Linkarchiver, a new bot to back up tweeted links - luu
https://parkerhiggins.net/2017/07/linkarchiver-a-new-bot-to-back-up-tweeted-links/
======
cyphar
URLTeam (part of the larger ArchiveTeam) are doing this for quite a few
different URL shortening services and they're providing torrents to download
the database[1] (similar to how they created torrents for the entirety of
GeoCities[2]).

I would recommend contributing to their various tools[3] so that the archive
can be maintained for future digital archeologists.
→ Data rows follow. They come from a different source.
PR #1348, opened 2024-04-19
add edit and document test plan

kalanchan:
Update QA test plan with Edit and Document command instructions. Missing features at the moment are show diff, and undo. I added the instructions anyways, we will unhide them after they are implemented

## Test plan
N/A

### DIFF
--- a/TESTING.md
+++ b/TESTING.md
@@ -226,9 +226,9 @@ automatically.
 1. Run the `Edit Code` command with instructions for how Cody should edit the selected code.
 1. Verify that Cody automatically applies edits to the selected code, per the user’s instructions.
 1. Verify that there is a notification that "Cody is working..." while edits are being applied.
-1. Verify that you can see a list of code lenses with a Cody icon above the generated code: `Show diff`, `Accept`, `Retry`, and `Undo`.
-<!-- 1. Verify that you can see a diff view of the edit in a new tab by clicking `Show diff`. -->
-1. Verify that you can prompt Cody to retry the command by clicking `Retry` and entering new instructions.
+1. Verify that you can see a list of code lenses with a Cody icon above the generated code, with shortcuts: `Accept`, `Edit & Retry`, `Undo` and `Show Diff`.
+1. Verify that you can see a diff view of the edit in a new tab by clicking `Show Diff`.
+1. Verify that you can prompt Cody to retry the command by clicking `Edit & Retry` and entering new instructions.
 1. Verify that you can undo the edit by clicking `Undo`.
 1. Verify that the ghost text disappears by clicking `Accept`.
 
--- a/TESTING.md
+++ b/TESTING.md
@@ -219,7 +219,7 @@ automatically.
 ### Edit
 
 #### Editing code
-<!-- unhide after full edit command is implemented -->
+<!-- TODO: unhide after full edit command is implemented -->
 <!-- - Verify that the option to run the `Edit Code` command is available from the sidebar, right-click menu, the command palette (option+c, /edit), or Option+K keyboard shortcut. -->
 1. Verify that the option to run the `Edit Code` command is available from the right-click menu.
 1. Highlight a section of code.
--- a/TESTING.md
+++ b/TESTING.md
@@ -14,7 +14,8 @@
     - [ ] [Explain Selected Code](#explain-code)
     - [ ] [Generate Test](#generate-test)
     - [ ] [Smell Code](#smell-code)
-    - [ ] Edit
+    - [ ] [Edit](#edit)
+    - [ ] [Document](#document)
 - Chat
     - [ ] [Autoscroll to latest message](#autoscroll-to-latest-message)
     - [ ] [Read chat history without interruptions](#read-chat-history-without-interruptions)
--- a/TESTING.md
+++ b/TESTING.md
@@ -14,6 +14,7 @@
     - [ ] [Explain Selected Code](#explain-code)
     - [ ] [Generate Test](#generate-test)
     - [ ] [Smell Code](#smell-code)
+    - [ ] Edit
 - Chat
     - [ ] [Autoscroll to latest message](#autoscroll-to-latest-message)
     - [ ] [Read chat history without interruptions](#read-chat-history-without-interruptions)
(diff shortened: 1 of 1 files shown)


TESTING.md
```diff
@@ -214,6 +216,60 @@ automatically.
 * Chat responds with **potential issues** and **suggestions** like missing nullability checks or input sanitization (
   response may vary).
 
+### Edit
+
+#### Editing code
+<!-- unhide after full edit command is implemented -->
```
dominiccooney:
```suggestion
<!-- TODO: unhide after full edit command is implemented -->
```

TESTING.md
```diff
@@ -214,6 +216,60 @@ automatically.
...
+<!-- - Verify that the option to run the `Edit Code` command is available from the sidebar, right-click menu, the command palette (option+c, /edit), or Option+K keyboard shortcut. -->
+1. Verify that the option to run the `Edit Code` command is available from the right-click menu.
+1. Highlight a section of code.
+1. Run the `Edit Code` command with instructions for how Cody should edit the selected code.
+1. Verify that Cody automatically applies edits to the selected code, per the user’s instructions.
+1. Verify that there is a notification that "Cody is working..." while edits are being applied.
+1. Verify that you can see a list of code lenses with a Cody icon above the generated code: `Show diff`, `Accept`, `Retry`, and `Undo`.
```
dominiccooney: Let's make these labels match the case and order in the product
```suggestion
1. Verify that you can see a list of code lenses with a Cody icon above the generated code, with shortcuts: `Accept`, `Edit & Retry`, `Undo` and `Show Diff`.
```

TESTING.md
```diff
@@ -214,6 +216,60 @@ automatically.
...
+<!-- 1. Verify that you can see a diff view of the edit in a new tab by clicking `Show diff`. -->
```
dominiccooney: This landed in 618acfd601ab8d70b3457344ffb3f254130247cf
```suggestion
1. Verify that you can see a diff view of the edit in a new tab by clicking `Show Diff`.
```

TESTING.md
```diff
@@ -214,6 +216,60 @@ automatically.
...
+1. Verify that you can prompt Cody to retry the command by clicking `Retry` and entering new instructions.
```
dominiccooney:
```suggestion
1. Verify that you can prompt Cody to retry the command by clicking `Edit & Retry` and entering new instructions.
```

TESTING.md
```diff
@@ -214,6 +216,60 @@ automatically.
...
+1. Verify that you can undo the edit by clicking `Undo`.
```
dominiccooney, line 232: This needs to be have way more detail. For Edit & Retry, Undo and Show Diff we need to test:

- Edit the file by adding multiple lines of text before and after the region Cody is editing, while Cody is working and after it has completed, then use (Edit & Retry/Undo/Show Diff)
- Edit the file by *removing* multiple lines of text before and after the region Cody is editing, while Cody is working and after it has completed, then use (Edit & Retry/Undo/Show Diff)
- Edit the file by *removing* multiple lines of text before and *adding multiple lines of text after* the region Cody is editing, while Cody is working and after it has completed, then use (Edit & Retry/Undo/Show Diff)
- When testing Undo specifically, only the changes Cody made should be undone.
- When testing Show Diff specifically, only the changes in the region Cody edited should be highlighted in the diff.

You need a preamble before ALL of these commands which says "when we say CONCURRENT HUMAN EDIT, we mean: no editing, add lines of text before the region Cody is editing, ..." and then in the test plan, you need to say "For each kind of CONCURRENT HUMAN EDIT: ..." and then have the list of instructions with one level of indent.

TESTING.md
```diff
@@ -214,6 +216,60 @@ automatically.
...
+1. Verify that the ghost text disappears by clicking `Accept`.
```
dominiccooney, line 233: VSCode has a behavior where editing within the region Cody edited auto-commits it. We should test this, too.

TESTING.md
```diff
@@ -214,6 +216,60 @@ automatically.
...
+
+#### Expected behaviour
```
dominiccooney, line 235: This expected behavior is weak, it doesn't really describe what those buttons should *do*, which are peppered in the instructions. If you want to have "expected behavior" separate, let's break up the above test by each flow: Edit thru Accept; Edit &rarr; Undo; Edit &rarr; Show Diff; etc.

TESTING.md
```diff
@@ -214,6 +216,60 @@ automatically.
...
+1. Highlight a section of code.
+1. Run the `Edit Code` command with instructions for how Cody should edit the selected code.
+1. Verify that Cody automatically applies edits to the selected code, per the user’s instructions.
+1. Verify that there is a notification that "Cody is working..." while edits are being applied.
+1. Verify that you can see a list of code lenses with a Cody icon above the generated code: `Show diff`, `Accept`, `Retry`, and `Undo`.
+<!-- 1. Verify that you can see a diff view of the edit in a new tab by clicking `Show diff`. -->
+1. Verify that you can prompt Cody to retry the command by clicking `Retry` and entering new instructions.
+1. Verify that you can undo the edit by clicking `Undo`.
+1. Verify that the ghost text disappears by clicking `Accept`.
+
```
dominiccooney, line 234: You haven't mentioned the keyboard shortcuts:
- That they work.
- That the text on the labels change if you change the key bindings.

Is there a separate "key bindings" test section for that? Are we not testing the keyboard shortcuts? In general, Cody uses a bunch of shortcuts which coincide with cedillas/umlauts type stuff, we should test them. VSCode and JetBrains may handle shortcuts on those kinds of keystrokes differently.

TESTING.md
```diff
@@ -214,6 +216,60 @@ automatically.
...
+### Document
+
+<!-- unhide after full document command is implemented -->
+
+1. Verify that the option to run the `Document Code` command is available from the right-click menu.
+1. Highlight a section of code in a file.
+1. Run the `Document Code` command.
+1. Verify that an icon appears above the highlighted code with "Cody is working..." while Cody generates documentation.
+<!-- 1. Verify that you can see a diff view of the generated documentation in a new tab by clicking `Show diff`. -->
```
dominiccooney, line 261: Ditto above, show diff has landed

TESTING.md
```diff
@@ -214,6 +216,60 @@ automatically.
...
+- [ ] Try to add a symbol to the Edit instruction, by using "@#" and searching for a symbol
+- [ ] Try to change the range of the Edit, by selecting "Range". Check that navigating through the options correctly updates the range shown in the editor.
+- [ ] Try to change the model of the Edit, by selecting "Model".
+- [ ] Submit edits after changing the above values, and check that the Edit performs correctly (e.g. uses correct range, uses correct context)
+- [ ] Verify that the selected configuration is shown in the input after clicking "Retry" on a completed edit.
+- [ ] Verify that you can still change the configuration shown in the input after clicking "Retry" on a completed edit. -->
+
+### Document
+
+<!-- unhide after full document command is implemented -->
```
dominiccooney, line 255: The following are not hidden, so remove the comment. It is unclear what you're referring to unhiding here.

TESTING.md
```diff
@@ -214,6 +216,60 @@ automatically.
...
+
+1. Verify that the option to run the `Document Code` command is available from the right-click menu.
+1. Highlight a section of code in a file.
```
dominiccooney, line 258: Let's specify particular file(s) and function(s). Preferably ones which:

- Cover a language where we do have a folding range implementation in TreeSitter and one where we don't, so TypeScript and Ocaml say.
- Functions which are "below the fold"—not visible in the first screenful of code.
- One time, a scroll position where the top of the function is not visible, one time when it is.

TESTING.md
```diff
@@ -214,6 +216,60 @@ automatically.
...
+1. Run the `Document Code` command.
+1. Verify that an icon appears above the highlighted code with "Cody is working..." while Cody generates documentation.
+<!-- 1. Verify that you can see a diff view of the generated documentation in a new tab by clicking `Show diff`. -->
+1. Verify that you can prompt Cody to retry the command by clicking `Retry` and entering new instructions.
+1. Verify that you can undo the documentation by clicking `Undo`.
+1. Verify that the ghost text disappears by clicking `Accept`.
+1. Move your cursor inside a function in the file without highlighting code, before running the `Document Code` command again.
+1. Verify that Cody adds documentation above the function that contains your cursor.
+
```
dominiccooney, line 267: Question whether we want to do this test for each kind of "concurrent human edit." My gut feeling is that it is OK. The code is mostly shared, and we can just pound on concurrent human edits for Edit and we'll find the relevant bugs in Document.

Let's have the test plan for Document cover editing the function body while it is editing. That is a realistic use case that's a bit more rigorous than no editing, without the full rigor of all the kinds of edits.

dominiccooney (changes requested):
Thanks for these, some feedback inline.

The Wayback Machine is run by the Internet Archive (and ArchiveTeam is a
project run in part by folks from the Internet Archive and a whole gaggle of
volunteers), so I'm not really surprised they were happy with you providing
backups of URL shortened links. But I would recommend helping URLTeam more
directly (since their method of keeping archives of URL shorteners is much
more efficient).

[1]: [http://urlte.am/](http://urlte.am/) [2]:
[https://thepiratebay.org/torrent/5923737/Geocities_-
_The_Tor...](https://thepiratebay.org/torrent/5923737/Geocities_-_The_Torrent)
[3]:
[https://github.com/ArchiveTeam/terroroftinytown](https://github.com/ArchiveTeam/terroroftinytown)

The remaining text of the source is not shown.